如果大大認為冥府幽狼是錯的，可以用較舒服的語氣，
何必在此和獸們鬧得不快呢？
再說，你自己也引出了冥府幽狼說話的重點：
「幽*覺得*星空小克這個會員並沒有在反省」
「幽*認為*他的確想惡意引起筆戰」
這是冥府幽狼自己在認為呀，大大不同意也不應該這麼沒禮貌，
我什至覺得想引起筆戰的會是大大你自己。
說實的，冥府幽狼說砍了他的帳號，
我也覺得太偏激了。
知錯能改，星空小克也已經認錯，就算語氣不對他還是認了，
如果這樣還是要砍帳號的話，我只會說這不是狼王的風笵。

然後，各位到底知不知道狼王和版上的管理獸也很忙啊，
大家不會以為他們的工作就是一天到晚坐在電腦前管理樂園吧？
其實狼王和版上的管理獸也會有錯，
大家也應該體諒，他們已經很盡力幫助樂園了，
我們不應該再在這裡筆戰，因為「體諒」是「獸群」的最基本條件。
如果你問我，我會說星空小克已經道歉了，
就算是語氣好還是不好我也不會追究，因為再說下去只有繼續吵，
這樣根本不是大家想要的結局。
也許說，我們獸「青春期」時性格是會變得較衝，
我也承認，因為我現在正是在「青春期」，這是每隻獸一定會有的，
難道我們可以因為有獸變得激動而封他帳號嗎？

我不想說太多，因為我發現自己也有點開始激動了，
我只要告訴大家：再這樣下去只要筆戰，
絕對不是最好的解決方式。
其實大家以一個較好的語氣去說下去，大家的心也會安定一點。
在樂園中就是為了「樂」，我們不應該吵架，要和平一點，對不對？

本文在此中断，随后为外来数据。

Issue #2129, opened 2016-01-02
Could we connect sslStrict configuration value with GIT_SSL_NO_VERIFY


pwielgolaski:
I think it could solve many issues reported with corporate proxies.
When I set ssl-strict: false, it only works for http calls, but it will fail when I use git command like 
https://github.com/bower/bower/blob/2adb0b0807ccf325f3710d6ebf183e5a9b5f1159/lib/core/resolvers/GitRemoteResolver.js#L210

Not I need to change configuration of my git to also ignore SSL certificate, but it could be more comprehensive if we export GIT_SSL_NO_VERIFY=true when ssl-strict=false.

What do you think, I could start to work on PR, but I wonder if it will be accepted and if it should belong to bower or bower-config project

Some links: 
https://blog.breadncup.com/2011/06/09/skip-git-ssl-verification/
http://stackoverflow.com/questions/9008309/how-do-i-set-git-ssl-no-verify-for-specific-repos-only

sheerun:
It's a good idea :)

PR #2137, opened 2016-01-06
when strictSsl is false set GIT_SSL_NO_VERIFY=true for git command

pwielgolaski:
Solves #2129

### DIFF
--- a/lib/core/resolvers/GitResolver.js
+++ b/lib/core/resolvers/GitResolver.js
@@ -26,9 +26,7 @@ function GitResolver(decEndpoint, config, logger) {
     // anyway
     mkdirp.sync(config.storage.empty);
     process.env.GIT_TEMPLATE_DIR = config.storage.empty;
-    if (!config.strictSsl) {
-        process.env.GIT_SSL_NO_VERIFY = 'true';
-    }
+    process.env.GIT_SSL_NO_VERIFY = (!config.strictSsl).toString();
 
     Resolver.call(this, decEndpoint, config, logger);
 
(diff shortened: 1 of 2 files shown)


pwielgolaski:
it seems to failing on travis, but it is not related to the change

faceleg:
I've restarted the build, let's cross our fingers.

faceleg:
The board is green!

faceleg:
OK I'll try to merge this in later today!

lib/core/resolvers/GitResolver.js
```diff
@@ -26,6 +26,9 @@ function GitResolver(decEndpoint, config, logger) {
     // anyway
     mkdirp.sync(config.storage.empty);
     process.env.GIT_TEMPLATE_DIR = config.storage.empty;
+    if (!config.strictSsl) {
+        process.env.GIT_SSL_NO_VERIFY = 'true';
+    }
```
sheerun: I think we need "else" part as well to support api interface.. Currently in API interface it's possible to run multiple bower commands in one process.

pwielgolaski: Sorry, I dont get what should be in "else" part.
How is it different from  ``process.env.GIT_TEMPLATE_DIR`` line above?

sheerun: GIT_TEMPLATE_DIR is set every time (if config.storage.empty is false or true), and GIT_SSL_NO_VERIFY only if config.strictSsl is false. You don't handle the case when config.strictSsl is true.

pwielgolaski:
What do you say now, can it go into master?

sheerun:
No, because you still handle only one case. You need to drop if, of add else.

pwielgolaski:
Let me explain my motivation behind 'if', I think that if someone has already defined explictly the variable, we should not change it and respect it.
If you disagree, I can remove the condition.

sheerun:
We should be consistent, so just like in GIT_TEMPLATE_DIR case, we'll force the value.

pwielgolaski:
Ok, I changed it as you proposed.

PR #2142, opened 2016-01-08
Ignore bower.json "version" field in `bower version`

### LINKED ISSUE #2139: `bower version` still uses bower.json, contradicting the spec
For example, with Bower 1.7.2:

```
$ bower version major
bower EINVALIDVERSION      Invalid version argument: `major`. Usage: `bower version [<newversion> | major | minor | patch]`
```

The same happens with `minor`, `patch`, and `build`.

hdgarrood:
Fixes #2139. See the commits for a description of the changes. I just went ahead and did this, because it was easy.

I was thinking that it might be a good idea to warn if the "version" field exists, too. If you agree, where should that go?

Also, if bower now uses tags for versions, I suppose we should support svn too?

### DIFF
--- a/lib/commands/version.js
+++ b/lib/commands/version.js
@@ -29,7 +29,7 @@ function bump(project, versionArg, message) {
         }
     })
     .then(project.getJson.bind(project))
-    .then(function(/*json (ignored)*/) {
+    .then(function (/*json (ignored)*/) {
         return currentGitVersion(cwd);
     })
     .then(function (currentVersion) {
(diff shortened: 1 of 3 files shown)


hdgarrood:
Also, if this change is too drastic, an alternative approach could be to update the [spec](https://github.com/bower/spec/blob/master/json.md#version) and un-deprecate the "version" field. I think we should definitely do one of these two things - currently, the spec is not consistent with Bower's behaviour.

faceleg:
Pinging @bower/contributors

sheerun:
I think it's good to merge, but we should use `git describe --abbrev=0 --tags` to detect current git version. This will allow minor/patch bumps on legacy branches.

hdgarrood:
Done; how's this?

sheerun:
Close, but it doesn't preserve `v` prefix. So if someone doesn't has folliwing tags: 0.1.0, 0.1.1, then patch bump creates v0.1.2 instead of 0.1.2.

sheerun:
Also --help documentation is not updated

sheerun:
Possible PR successor at #2232

PR #2145, opened 2016-01-11
Use caret on install save

### LINKED ISSUE #2144: Should bower install default to caret?
npm defaults to the caret when installing a package with the `--save` flag.

By not defaulting to a caret it means users who install `foo#~1.2.3` will not get minor version updates.

If a user would like to force the system to install with a caret from the command line then they'll encounter weird quirks if they're on windows. https://github.com/bower/bower/issues/2121#issuecomment-169873924

It seems like it may be advantageous to just make the caret the default behavior for installs done with `--save`.

samccone:
This fix brings us inline with how npm installs work and also brings us
more inline with how semver is supposed to be used.

Fixes #2144

### DIFF
--- a/lib/core/Manager.js
+++ b/lib/core/Manager.js
@@ -386,7 +386,7 @@ Manager.prototype._onFetchSuccess = function (decEndpoint, canonicalDir, pkgMeta
 
     // If the package is not targetable, flag it
     // It will be needed later so that untargetable endpoints
-    // will not get * converted to ~version
+    // will not get * converted to ^version
     if (!isTargetable) {
         decEndpoint.untargetable = true;
     }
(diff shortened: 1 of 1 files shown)


sheerun:
Probably we should put it in bower 2.0?

samccone:
hmm, I was thinking if this is a "breaking" change.. but I think that it is not, it is not impacting old bower.json files, and just will change the behavior a tiny bit on new installs, which brings it inline more with what people expect.

BenMann:
Thought about that too and I'm all for it, however I also agree with @sheerun. Doesn't the caret ignore 0.x version updates? I don't think it will really break old packages either but people unaware of that change might be [confused](https://github.com/npm/node-semver/issues/79), especially for dependencies. We should at least communicate this very clearly.

samccone:
>  Doesn't the caret ignore 0.x version updates

pretty sure no :)

image


image

BenMann:
In that case.. ignore everything I just said :ghost:
So the only real difference is in the minor range? ..Where being more inclusive is a plus imho.

samccone:
:+1: , I will let @sheerun make the final call on this one

sheerun:
I bet I'll regret it, but let's try :)

samccone:
ha @sheerun :)

BenMann:
We can always blame @samccone :innocent: 
..I think it'll be fine though

samccone:
:fire: :runner: 

-------^ **me**

PR #2150, opened 2016-01-19
Remove analytics from Bower, fixes #1102

### LINKED ISSUE #1102: "Ask for Insights on first run." breaks automation.

sheerun:
They caused more issues than useful they were.

Instead, we'll focus on fetching statistics from NPM registry to watch Bower's popularity, and GitHub stars over time to watch packages' popularity.

http://bower.io/stats/ is already updated to use only non-google-analytics data.


sheerun:
ping @rayshan @desandro @samccone @benschwarz @BenMann

samccone:
question"

If someone runs bower i... with silent... and they have not configured their prefs yet (I am thinking of the run on CI test case) can we just assume no tracking?

The only reason I ask is because losing these metrics is a fairly big hit imho.

BenMann:
Ship Ahoy! All looking good :ship: 
And yep, we're ditching stats for command usage.
(Or which specific metric are we talking about? ;D)

sheerun:
@samccone We already assumed no analytics on CI. Plus I don't know any way we used these metrics to develop bower.. And nowadays we also "freeze" bower releases with bundledDependencies.

Developers reporting issues on Github do far better job than analytics of how many times someone wrote `bower install`. Actually useful thing would be auto crash-reports, but analytics in current form seems not.

samccone:
sounds good to me @sheerun 

:ship: away

desandro:
:+1: Thanks for the work here

mojoaxel:
:+1: 
Hopefully the depedency on `insight` can be removed as well!?

sheerun:
@mojoaxel Good catch :)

^^

----------


## 好喝的茶

……只是覺得有點莫名奇妙。
事情已經過去了，處罰也完結了，小克也說自己接受了，
為什麼還要一直翻舊帳？

討論「惡意」的界定，什麼訊息才算是惡意，
應否給予時間原作者修正，要給予多少時間修正，
什麼程度的惡意文章應該勸喻原作者修改，什麼程度的惡章文章則要直接刪除，
罰則的訂定，應為定額懲罰還是依犯規程度而決定懲罰，
被處罰者上訴的途徑，上訴的處理方法等等……

整個樂園又不是只會出現一次惡意文章，大家商討處理方法，避免日後的爭拗才是比較有建設性的做法，只談論已經過去的處罰只會使誰也不愉快。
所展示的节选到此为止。